Şimdi çevrenize bir bakın, tövbeden, Allah’ a yönelmekten bahseden birileri var mı? Mahalle caminize bir gidin, caminiz ne durumdadır? Bir bakın. Pazar yerleri, çarşılar, parklar, bahçeler insanlarla dolup taşıyor. Salgın insanların zevk alıp eğlendikleri, alış veriş yapıp para harcadıkları yerlere pek uğramamışa benziyor. Tüm uyarılara rağmen sosyal mesafe hiçe sayılarak sosyal hayat devam ediyor.
Ama camiler… Evet, camiler… Ne yazık ki, halkımızın salgından dolayı en çok kaçtığı mekanlar oldu! Halbuki camilerde sosyal mesafeye her yerden daha fazla dikkat ediliyor. Cami cemaatleri yarı yarıya düştü. Hatta bazı mahallelerde cami cemaati kalmadı. İnsanlar, normale dönerken camiye dönmediler. Uzak kalanlara sesleniyoruz.
Mahallemizdeki camimiz bizim kalkanımızdır. Şehirlerdeki camilerimiz bizim zırhımızdır. Kâbe ve Mescid-i Nebevi ve Mescid-i Aksa Dünyanın bela savar kalkanlarıdır. Buralar mahzun, yetim, sahipsiz kalırsa belalar üzerimizden kalkmaz.

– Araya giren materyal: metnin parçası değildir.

PR #1198, opened 2024-11-26
Fix detection of /etc/synthetic.conf entry

### LINKED ISSUE #1197: /etc/synthetic.conf gets a new entry every run
I'm not sure if this is a regression from  https://github.com/LnL7/nix-darwin/pull/1177 (it doesn't substantially change the way this works) but after I updated my flake, now every time I run a `darwin-rebuild` I'm getting an extra line in `/etc/synthetic.conf`:

```
➜ sudo wc -l /etc/synthetic.conf
      33 /etc/synthetic.conf

➜ darwin-rebuild switch --flake ".#myhost"
setting up /run via /etc/synthetic.conf...
...

➜ sudo wc -l /etc/synthetic.conf
      34 /etc/synthetic.conf

➜ sudo tail -n 5 /etc/synthetic.conf
run     private/var/run
run     private/var/run
run     private/var/run
run     private/var/run
run     private/var/run

➜ sudo head -n 5 /etc/synthetic.conf
nix
run     private/var/run
run     private/var/run
run     private/var/run
run     private/var/run
run     private/var/run
run     private/var/run
run     private/var/run
run     private/var/run
run     private/var/run
```

Flake.lock relevant parts: (from https://github.com/ascandella/dotfiles/blob/4fcb2a10b8d09bc7b97c2df5a2de81b801acc002/flake.lock#L94)

```
      "locked": {
        "lastModified": 1732420287,
        "narHash": "sha256-CzvYF4x6jUh/+NEEIFrIY5t1W/N3IA2bNZJiMXu9GTo=",
        "owner": "LnL7",
        "repo": "nix-darwin",
        "rev": "3c52583b99666a349a6219dc1f0dd07d75c82d6a",
        "type": "github"
      },
```

```
$ ls -l /etc/synthetic.conf
-rw-------  1 root  wheel  664 Nov 25 15:52 /etc/synthetic.conf
```

I suspect we need to change this `grep` to `sudo grep` command here?
https://github.com/LnL7/nix-darwin/blob/3c52583b99666a349a6219dc1f0dd07d75c82d6a/modules/system/base.nix#L8-L11

ascandella:
This file is owned by root and mode 600 on my system, so the grep is failing and it's adding a new entry every run.

```sh
-rw-------  1 root  wheel  664 Nov 25 15:52 /etc/synthetic.conf
```

Fixes #1197 1197


modules/system/base.nix
```diff
@@ -5,7 +5,7 @@
     IFS="." read -r -a macOSVersion <<< "$(sw_vers -productVersion)"
```
Enzime, line 6: Could you add logic here to detect if we have more than one line containing `run\t` and to delete all of the lines?

Also, could you add logic to `chmod` the file to `644` if it is not already that?

Enzime (changes requested):

modules/system/base.nix
```diff
@@ -5,6 +5,14 @@
...
 
     if [[ ''${macOSVersion[0]} -gt 10 || ( ''${macOSVersion[0]} -eq 10 && ''${macOSVersion[1]} -ge 15 ) ]]; then
+      if [[ $(stat -c '%a' /etc/synthetic.conf) != "644" ]]; then
```
ascandella, line 8: One thing that was confusing to me here is I originally wrote this for macOS's `/usr/bin/stat` which has a different argument format. It appears that the environment that this runs in uses a gnu `stat` but please check me here.

modules/system/base.nix
```diff
@@ -5,6 +5,14 @@
...
+        echo "fixing permissions on /etc/synthetic.conf..."
+        sudo chmod 644 /etc/synthetic.conf
+      fi
```
Enzime, line 11:
```suggestion
      fi

```

modules/system/base.nix
```diff
@@ -5,6 +5,14 @@
...
+      if [[ $(grep -c '^run\b' /etc/synthetic.conf) -gt 1 ]]; then
+        echo "found duplicate run entries in /etc/synthetic.conf, removing..."
+        sudo sed -i "" -e '/^run\tprivate\/var\/run$/d' /etc/synthetic.conf
+      fi
```
Enzime, line 15:
```suggestion
      fi

```

modules/system/base.nix
Enzime: Yeah fairly sure `stat` comes from `coreutils` and the command works for me:

```
$ nix shell nixpkgs#coreutil -c stat -c '%a' /etc/synthetic.conf
600
```

modules/system/base.nix
Enzime: Most files in `/etc` are world readable and in my opinion this file should be as well, I don't think any of the information in it is secret

Enzime (changes requested):

modules/system/base.nix
ascandella: Ahh that makes total sense, thanks for clarifying!

ascandella:
> LGTM
> 
> Thanks for the contribution

Thanks for the insanely quick turnaround! Love this project and appreciate all your work, couldn't use my computer without it.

Bakın Kur’an’da helak olmuş kavimlerin tüm çirkefleri, dünya genelinde fazlasıyla işleniyor. Özellikle insanı şeytanlaştıran cinsiyetsizleştirme projesi çok tehlikelidir. Rusya Devlet başkanı Putin bile insanları cinsiyetsizleştirmeye çalışan bu şeytani yapıyı ülkesine sokmayacağını belirtti ve yasa tasarısı oluşturup kadın erkek evliliğini yasallaştırarak gayri insani ilişkilere müsaade etmeyeceklerini belirtti. Ama ne yazık ki bu pis iş, ülkemizde halen yasal güvence altında yürürlüktedir. İstanbul Sözleşmesi feshedilecektir, açıklaması olsa da süreç çok yavaş ilerliyor. Bir an önce şeytan ve taraftarlarını sevindirip Allah’ı gazaplandıran, yuva yıkıcı bu sözleşmeden vaz geçilmelidir. Nesillerimiz ve aile yuvası muhafaza edilmelidir. Muhalefet nerede? Her konuda eleştiren muhalefet partileri niçin bu konuda kamuoyuna en ufak bir açıklama yapmazlar?

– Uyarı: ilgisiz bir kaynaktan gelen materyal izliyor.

PR #1202, opened 2024-11-28
linux-builder: default `maxJobs` to amount of cores for Linux builder

Enzime:


Enzime:
@domenkozar could you take a look at this super small change? :)

domenkozar (approved):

Bir ülkede yöneticiler hata yapabilir. Hata yapanların en hayırlılarının tövbe edip hatasından vaz geçmesidir, denilmiş. Evet, belalarla mücadele etmenin iki ayağı var. Yani halkımızı, milletimizi, ülkemizi, dünyamızı bu salgınlardan, depremlerden, çığ, sel, dolu, yangın gibi afetlerden kurtarmanın iki yolu var:
Birincisi: Umumi tövbe edip Allah’ın bize gazap etmesine neden olsan günahlarımızdan vaz geçeceğiz. Bu günahları topluma yayan kötülükleri ortadan kaldıracağız. İstanbul sözleşmesi ile açılan birçok dernek var. Bu dernekler Avrupa ve ABD’den aldıkları milyonlarca doları kötülüğü gençler arasında yaymak için kullanıyorlar. Bunların akarlarının önünü kesmek, bu ifsat şebekelerini bu ülke başta olmak üzere tüm dünyada etkisiz hale getirmek Allah’ı ve iman edenleri sevindirecektir. Çünkü bu günah ve bu proje sadece bu ülkeyi değil tüm insanlığı ilgilendiriyor.
İkincisi ise camilerimizde Allah’a tövbe ederek, af dileyerek, amel ve ibadetimizi arttırarak Allah’ı sevindirecek işlerle belaları savabiliriz. Formüle edecek olursak:
Kötülükleri, günahları ortadan kaldır+Camide amel ve ibadetini arttır=Neticesi felah, selamet, esenlik, huzur olacaktır inşallah.
SELAM SENSİN ALLAHIM! ESENLİK DE SENDENDİR!